Ich habe zurzeit dieselbe Situation. Ich komme in eine Ratssitzung oder in einen Ausschuss und sitze denjenigen gegenüber, die eigentlich sagen: „Dich mag ich nicht.“ An meiner Art des Arbeitens darf sich trotzdem nichts ändern. Ich habe versprochen, dass ich meine Arbeit leiste. Jetzt gibt es eben öfter Situationen, in denen ich die Faust in der Tasche ballen muss. Und meinen Humor lasse ich im Moment lieber stecken, obwohl mir das schwerfällt (grinst). Das könnte ja falsch ausgelegt werden.

Ihre Kritiker haben angekündigt, die Bürger massiv dazu aufzurufen, zur Abstimmung zu gehen. Werden Sie auch eine Art Wahlkampf führen?

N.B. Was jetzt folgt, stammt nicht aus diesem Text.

PR #1670, opened 2026-04-12
Windows: Fix elevated COM format drive validation and device path normalization

audriusbuika:
This PR addresses two correctness issues discovered while reviewing the
elevated COM surface on Windows. It is intentionally narrow in scope: it
fixes the specific bugs below and does **not** attempt the broader COM
privilege-escalation hardening, which will be handled in a separate
follow-up.

### 1. `Device::Device` — avoid double-prefixing device paths

Previously, `Device::Device` could prepend `\\.\` to a path that already
began with `\\.\`, producing a malformed device path. The constructor now
checks whether the input already starts with `\\.\` and only adds the
prefix when it is missing. The existing `PhysicalDriveN` handling is
preserved unchanged.

### 2. `FormatNtfs` / `FormatFs` — return a non-zero error for invalid drive numbers

Previously, when given an invalid drive number, `FormatNtfs` and
`FormatFs` could return a success status without performing any
formatting. Because `UacFormatNtfs` / `UacFormatFs` forward this status
across the COM boundary, the elevated callers would interpret invalid
input as a successful format. Both functions now return a non-zero error
code for invalid drive numbers, so the UAC wrappers correctly propagate
the failure to the caller.

## Scope

This PR is limited to the two correctness fixes above. The broader
hardening of the elevated COM privilege-escalation surface that
originally motivated this review is deferred to a follow-up PR.

### DIFF
--- a/src/Common/BaseCom.cpp
+++ b/src/Common/BaseCom.cpp
@@ -21,6 +21,155 @@
 
 using namespace VeraCrypt;
 
+// ========================================================================
+// COM method input validation - whitelists and helper functions
+// ========================================================================
+
+// Helper: check if IOCTL code is in the allowed list
+static BOOL IsIoctlInWhitelist (DWORD ioctl, const DWORD *whitelist, size_t count)
+{
+	for (size_t i = 0; i < count; i++)
+	{
+		if (whitelist[i] == ioctl)
+			return TRUE;
+	}
+	return FALSE;
+}
+
+// Allowed IOCTL codes for CallDriver (VeraCrypt kernel driver IOCTLs)
+static const DWORD g_CallDriverIoctlWhitelist[] = {
+	TC_IOCTL_GET_DRIVER_VERSION,
+	TC_IOCTL_GET_BOOT_LOADER_VERSION,
+	TC_IOCTL_MOUNT_VOLUME,
+	TC_IOCTL_UNMOUNT_VOLUME,
+	TC_IOCTL_UNMOUNT_ALL_VOLUMES,
+	TC_IOCTL_GET_MOUNTED_VOLUMES,
+	TC_IOCTL_GET_VOLUME_PROPERTIES,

Gewählt bin ich ja. Das müsste ja ein Anti-Wahlkampf sein (lacht). Aber ich weiß, was sie meinen. Ich werde mich nicht verstecken, aus Angst oder Scham. Meine Arbeit weiterhin korrekt zu erledigen, ist die Werbung, die ich für mich mache.

Ihr Schreiben an die Bürger im jüngsten Mitteilungsblatt war doch schon eine Art Werbung für Sie. Ist das das richtige Forum dafür?

Ich wurde dazu gedrängt. Es hieß, „die meisten waren nicht in der Stadtratssitzung, dir wurden dort Vorwürfe gemacht, jetzt sag du mal was dazu“. Einige haben wohl erwartet, dass ich die Keule auspacke. Aber ich bevorzuge es, sachlich zu bleiben – was mir manchmal als Nachteil ausgelegt wird.

Was sagen Bürger, mit denen Sie sprechen, zu all dem?

Ich war erst vor Kurzem auf dem Geburtstag einer 96-Jährigen. Sie war darüber empört, wie mit mir umgegangen wird. Ich treffe auch Leute, die mir politisch überhaupt nicht nahestehen, mich aber trotzdem unterstützen.

Wie sieht Ihre Prognose für den 25. September aus?

Danach kommt der 26. September (lacht). Aber ernsthaft: Da kann ich keine Prognose abgeben. Ich hoffe, dass der Bürger vernünftig ist und sagt, du kannst im Amt bleiben.